Tarafların karşılıklı iddia ve savunmaları, alınan ve benimsenen bilirkişi kurulu kök ve ek raporları, toplanıp değerlendirilen tüm delillere göre; 19/09/2016 tarihli trafik kazasında, davacının yaralanmasına sebep olan, davalı …’nin sevk ve idaresindeki … plakalı aracın, kaza tarihini kapsayan 20/02/2016-20/02/2017 tarihleri arasında davalı sigorta şirketine sigortalı olduğu; oluşan kazada araç sürücüsü davalı gerçek kişinin %90, davacının %10 oranında kusurlu olduğu, benimsenen bilirkişi raporunda dayanak ve gerekçeleriyle ayrıntılı olarak açıklandığı üzere, meydana gelen trafik kazası sonucu davacının 18 aylık iyileşme süresi kapsamında talep edebileceği geçici iş göremezlik zararının 20.635,20 TL; %96 oranında maluliyetini kapsamında talep edebileceği sürekli iş göremezlik zararının 575.400,84 TL olmak üzere toplam maddi zararının 596.036,04 TL olduğu, davadan önce davalı sigorta şirketine usulüne uygun başvuru yapılmak suretiyle temerrüde düşürüldüğü anlaşıldığından davacının uğramış olduğu toplam 596.036,04 TL maddi zararın, davalı sigorta şirketinden poliçe limitleriyle sınırlı olmak üzere temerrüt tarihinden itibaren, diğer davalı gerçek kişiden kaza tarihinden itibaren işleyecek faiziyle birlikte tahsiline karar vermek gerekmiştir.

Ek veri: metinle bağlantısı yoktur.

PR #725, opened 2023-01-06
JPG File fails to process

KoenDG:
I ran into this image that couldn't get processed. I've added it to this branch and to the testsuite. In case someone is interested in analyzing it.

It simply fails with:
```
[INFO] Running com.twelvemonkeys.imageio.plugins.jpeg.JPEGImageReaderTest
WARNING: Reader does not throw exception with non-declared destination: BufferedImage@3b366632: type = 8 DirectColorModel: rmask=f800 gmask=7e0 bmask=1f amask=0 ShortInterleavedRaster: width = 50 height = 50 #numDataElements 1
WARNING: Reader does not throw exception with non-declared destination: BufferedImage@70925b45: type = 9 DirectColorModel: rmask=7c00 gmask=3e0 bmask=1f amask=0 ShortInterleavedRaster: width = 50 height = 50 #numDataElements 1
[ERROR] Tests run: 141, Failures: 1, Errors: 0, Skipped: 3, Time elapsed: 20.693 s <<< FAILURE! - in com.twelvemonkeys.imageio.plugins.jpeg.JPEGImageReaderTest
[ERROR] com.twelvemonkeys.imageio.plugins.jpeg.JPEGImageReaderTest.testSetDestinationType  Time elapsed: 0.71 s  <<< FAILURE!
java.lang.AssertionError: Could not read file:...TwelveMonkeys/imageio/imageio-jpeg/target/test-classes/test_jpeg/Portugal-Nazare.jpg with explicit destination type javax.imageio.ImageTypeSpecifier@ab7ef9a8
Caused by: javax.imageio.IIOException: Destination type from ImageReadParam does not match!
```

Davacının davalı …’ye yönelik açtığı manevi tazminat istemleri yönünden yapılan inceleme sonrasında;
Bilindiği üzere (6098 sayılı BK. 56 md hükmüne göre), hakimin özel halleri göz önünde tutarak manevi zarar adı ile hak sahibine verilmesine karar vereceği bir para tutarı adalete uygun olmalıdır. Manevi tazminat, zarara uğrayanda, manevi huzuru gerçekleştirecek ve tazminata benzer bir fonksiyonu da olan özgün bir nitelik taşır. Manevi tazminat bir ceza olmadığı gibi, mamelek hukukuna ilişkin zararın karşılanmasını da amaç edinmemiştir. Zarar görenin zenginleşmemesi, zarar sorumlusunun da fakirleşmemesi gerekmektedir. Takdir edilecek miktarın, mevcut halde elde edilmek istenen tatmin duygusunun etkisine ulaşmak için gerekli olan kadar olmalıdır. 22.6.1976 günlü ve 7/7 sayılı İçtihadı Birleştirme Kararı’nın gerekçesinde de takdir edilecek manevi tazminatın tutarını etkileyecek özel hal ve şartlar da açıkça gösterilmiştir. Bunlar her olaya göre değişebileceğinden, hakim bu konuda takdir hakkını kullanır iken ona etkili olan nedenleri de karar yerinde objektif ölçülere göre isabetli bir biçimde göstermelidir.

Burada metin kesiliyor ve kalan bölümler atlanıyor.